Kennet Harpsoe’s SONG is building their global network of robotic one-metre telescopes around the ultra-sensitive iXon 897 EMCCD camera. The ground-breaking improvement in spatial resolution offered by the iXon 897 was also instrumental in Jesper Skottfelt’s latest discovery of two new variable stars in the crowded central region of the globular cluster NGC 6981 (see Figure 1). SONG are delighted to be playing such a pivotal role.

This shows that the camera’s ability to produce images at very high readout speeds and negligible readout noise, even at very low light levels, is ideal for their high frame rate application.
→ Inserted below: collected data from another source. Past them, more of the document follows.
PR #208, opened 2024-01-05
`SEEDGEN_IMAGER_SKIP_RECERT` to skip recert validation

omertuc:
When the imager is launched through the `SeedGenerator` CR, we want the
to have the option to skip the recert stage of the seed image generation.

To that end this commit adds a new environment variable
`SEEDGEN_IMAGER_SKIP_RECERT` which when set to the value `TRUE`, will
make the `SeedGeneratorReconciler` ask the imager to skip recert
validation

This is useful when recert fails but we still want an image to be
created so that it can be shared for debugging and troubleshooting
purposes

### DIFF
--- a/controllers/seedgen_controller.go
+++ b/controllers/seedgen_controller.go
@@ -73,6 +73,10 @@ var (
 	imagerContainerName    = "ibu_imager"
 )
 
+const (
+	EnvSkipRecert = "SEEDGEN_IMAGER_SKIP_RECERT"
+)
+
 //+kubebuilder:rbac:groups=lca.openshift.io,resources=seedgenerators,verbs=get;list;watch;create;update;patch;delete
 //+kubebuilder:rbac:groups=lca.openshift.io,resources=seedgenerators/status,verbs=get;update;patch
 //+kubebuilder:rbac:groups=lca.openshift.io,resources=seedgenerators/finalizers,verbs=update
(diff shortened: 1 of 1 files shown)


donpenney:
I don't think this should be a field in the CRD. Like with the precaching "best-effort" option, I'd go with an env var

The study also shows that this ground-breaking improvement in spatial resolution is not at the expense of photometric accuracy or stability and could improve significantly the photometry of faint stars in extremely dense fields by alleviating crowding.

‘Rare gravitational microlensing events, where a star’s gravitational field deviates the light from a background source, enable us to detect objects as small as an Earthlike exoplanet,’ says Kennet Harpsoe of SONG. ‘However, the likelihood that two random stars become sufficiently aligned is vanishingly small and almost all microlensing events occur towards the centre of the Galaxy in the densest fields in the night sky. Consequently, the stars appear as a continuum, where only the brightest stars can be distinguished as individual stars.

‘The significant improvement in resolution,fast readout times and negligible readout noise brought about by the Andor EMCCD camera is a prerequisite for successfully observing gravitational microlensing events. Our work demonstrates that SONG’s quest to find small, earth-like exoplanets capable of supporting life through our global network of robotic telescopes can go forward with confidence’, concludes Harpsoe. In the 17 years since the discovery of the first planet in orbit around another star, more than 600 exoplanets have been detected. However, almost all are so-called ‘Hot Jupiters’ or ‘Roaster Planets’, giant planets orbiting close to their parent stars with very high surface temperatures, simply because they are the easiest to visualise. To date, telescopic detection of small Earth-like objects capable of supporting life has remained virtually impossible.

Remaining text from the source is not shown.